Items from a dataset
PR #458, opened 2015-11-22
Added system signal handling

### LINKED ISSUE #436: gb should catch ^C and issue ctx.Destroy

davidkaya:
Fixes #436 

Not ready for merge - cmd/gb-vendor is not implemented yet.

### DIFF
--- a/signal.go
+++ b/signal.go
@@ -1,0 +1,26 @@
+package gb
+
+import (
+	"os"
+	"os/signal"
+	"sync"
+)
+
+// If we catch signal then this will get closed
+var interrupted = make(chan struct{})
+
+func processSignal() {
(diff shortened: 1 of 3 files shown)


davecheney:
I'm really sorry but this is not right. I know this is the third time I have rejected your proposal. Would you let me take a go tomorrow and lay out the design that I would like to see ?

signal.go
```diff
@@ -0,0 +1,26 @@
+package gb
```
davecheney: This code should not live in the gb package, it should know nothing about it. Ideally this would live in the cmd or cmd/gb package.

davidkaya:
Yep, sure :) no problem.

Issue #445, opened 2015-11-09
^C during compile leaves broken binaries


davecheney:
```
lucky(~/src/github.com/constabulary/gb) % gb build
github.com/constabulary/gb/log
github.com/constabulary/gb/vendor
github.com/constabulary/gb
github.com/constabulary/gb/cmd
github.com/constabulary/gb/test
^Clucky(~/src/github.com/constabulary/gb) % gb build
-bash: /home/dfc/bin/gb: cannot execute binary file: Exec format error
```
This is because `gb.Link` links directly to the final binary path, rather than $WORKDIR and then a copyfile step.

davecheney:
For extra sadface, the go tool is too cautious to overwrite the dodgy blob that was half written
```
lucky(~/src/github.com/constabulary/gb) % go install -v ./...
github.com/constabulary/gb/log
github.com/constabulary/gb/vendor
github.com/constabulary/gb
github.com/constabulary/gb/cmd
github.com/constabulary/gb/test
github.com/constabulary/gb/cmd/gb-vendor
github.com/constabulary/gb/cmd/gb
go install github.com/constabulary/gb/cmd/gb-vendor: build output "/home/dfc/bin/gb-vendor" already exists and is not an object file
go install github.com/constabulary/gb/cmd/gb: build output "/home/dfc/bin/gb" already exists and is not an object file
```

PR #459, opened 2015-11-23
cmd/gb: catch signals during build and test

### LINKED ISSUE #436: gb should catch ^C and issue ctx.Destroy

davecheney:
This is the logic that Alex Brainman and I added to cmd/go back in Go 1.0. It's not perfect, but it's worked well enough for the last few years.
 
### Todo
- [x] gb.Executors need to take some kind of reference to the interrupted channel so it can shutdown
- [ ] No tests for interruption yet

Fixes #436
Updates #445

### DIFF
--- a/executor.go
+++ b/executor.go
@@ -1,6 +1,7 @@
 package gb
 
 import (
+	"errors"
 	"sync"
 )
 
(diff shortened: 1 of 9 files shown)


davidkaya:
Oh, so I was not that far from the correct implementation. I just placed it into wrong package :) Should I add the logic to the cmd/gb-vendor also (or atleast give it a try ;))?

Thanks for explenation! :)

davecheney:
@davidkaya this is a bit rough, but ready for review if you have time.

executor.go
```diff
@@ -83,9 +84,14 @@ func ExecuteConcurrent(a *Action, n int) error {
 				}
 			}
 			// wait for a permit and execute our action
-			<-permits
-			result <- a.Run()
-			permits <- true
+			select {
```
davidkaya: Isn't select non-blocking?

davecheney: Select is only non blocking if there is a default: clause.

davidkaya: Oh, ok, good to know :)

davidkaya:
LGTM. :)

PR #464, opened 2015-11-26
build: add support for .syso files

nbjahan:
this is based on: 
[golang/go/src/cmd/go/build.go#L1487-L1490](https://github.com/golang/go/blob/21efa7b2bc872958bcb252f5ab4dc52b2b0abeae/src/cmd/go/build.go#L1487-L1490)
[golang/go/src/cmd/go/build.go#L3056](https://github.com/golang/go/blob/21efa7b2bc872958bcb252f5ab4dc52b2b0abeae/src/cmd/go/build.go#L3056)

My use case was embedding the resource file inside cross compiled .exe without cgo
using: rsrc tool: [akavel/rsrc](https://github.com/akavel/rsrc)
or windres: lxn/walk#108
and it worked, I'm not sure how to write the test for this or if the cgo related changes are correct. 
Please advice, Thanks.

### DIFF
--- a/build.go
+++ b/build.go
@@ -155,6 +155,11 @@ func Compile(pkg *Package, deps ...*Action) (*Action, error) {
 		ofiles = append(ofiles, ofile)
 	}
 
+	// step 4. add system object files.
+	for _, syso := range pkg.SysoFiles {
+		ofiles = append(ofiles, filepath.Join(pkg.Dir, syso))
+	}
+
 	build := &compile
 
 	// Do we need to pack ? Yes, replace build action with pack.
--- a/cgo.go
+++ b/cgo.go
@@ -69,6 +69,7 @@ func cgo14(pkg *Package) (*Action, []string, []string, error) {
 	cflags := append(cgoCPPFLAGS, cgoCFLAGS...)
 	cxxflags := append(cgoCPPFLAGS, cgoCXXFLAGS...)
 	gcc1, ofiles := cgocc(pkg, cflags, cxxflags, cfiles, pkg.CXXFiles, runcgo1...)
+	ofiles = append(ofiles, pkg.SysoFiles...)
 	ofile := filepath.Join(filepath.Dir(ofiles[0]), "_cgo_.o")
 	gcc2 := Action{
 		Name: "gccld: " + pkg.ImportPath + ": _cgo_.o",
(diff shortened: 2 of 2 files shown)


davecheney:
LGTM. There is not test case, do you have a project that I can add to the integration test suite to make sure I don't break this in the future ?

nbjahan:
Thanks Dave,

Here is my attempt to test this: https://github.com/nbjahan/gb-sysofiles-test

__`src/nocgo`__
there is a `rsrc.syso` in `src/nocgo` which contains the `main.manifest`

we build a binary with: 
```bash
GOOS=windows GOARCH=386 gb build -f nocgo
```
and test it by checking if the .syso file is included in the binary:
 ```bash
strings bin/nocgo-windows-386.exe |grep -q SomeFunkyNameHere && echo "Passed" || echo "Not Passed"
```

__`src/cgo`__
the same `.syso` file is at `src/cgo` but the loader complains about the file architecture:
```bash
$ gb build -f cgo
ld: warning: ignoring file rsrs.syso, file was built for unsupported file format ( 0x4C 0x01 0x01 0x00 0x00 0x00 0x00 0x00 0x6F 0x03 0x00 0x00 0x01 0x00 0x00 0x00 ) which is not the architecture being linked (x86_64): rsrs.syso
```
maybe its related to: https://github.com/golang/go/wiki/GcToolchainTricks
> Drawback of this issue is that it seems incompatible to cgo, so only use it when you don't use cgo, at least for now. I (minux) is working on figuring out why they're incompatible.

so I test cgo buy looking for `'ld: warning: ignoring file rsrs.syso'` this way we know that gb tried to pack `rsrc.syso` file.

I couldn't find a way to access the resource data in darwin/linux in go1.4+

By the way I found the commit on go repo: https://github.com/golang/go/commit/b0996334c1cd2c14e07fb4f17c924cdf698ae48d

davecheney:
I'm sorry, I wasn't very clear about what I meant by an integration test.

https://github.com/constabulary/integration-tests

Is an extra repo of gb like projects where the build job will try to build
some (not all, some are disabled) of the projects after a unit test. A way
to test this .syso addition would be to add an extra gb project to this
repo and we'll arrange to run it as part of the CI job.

PROBLEM DESCRIPTION
Using the records above, gather all lines where the string "home" is present.

WORKED SOLUTION
-bash: /home/dfc/bin/gb: cannot execute binary file: Exec format error
go install github.com/constabulary/gb/cmd/gb-vendor: build output "/home/dfc/bin/gb-vendor" already exists and is not an object file
go install github.com/constabulary/gb/cmd/gb: build output "/home/dfc/bin/gb" already exists and is not an object file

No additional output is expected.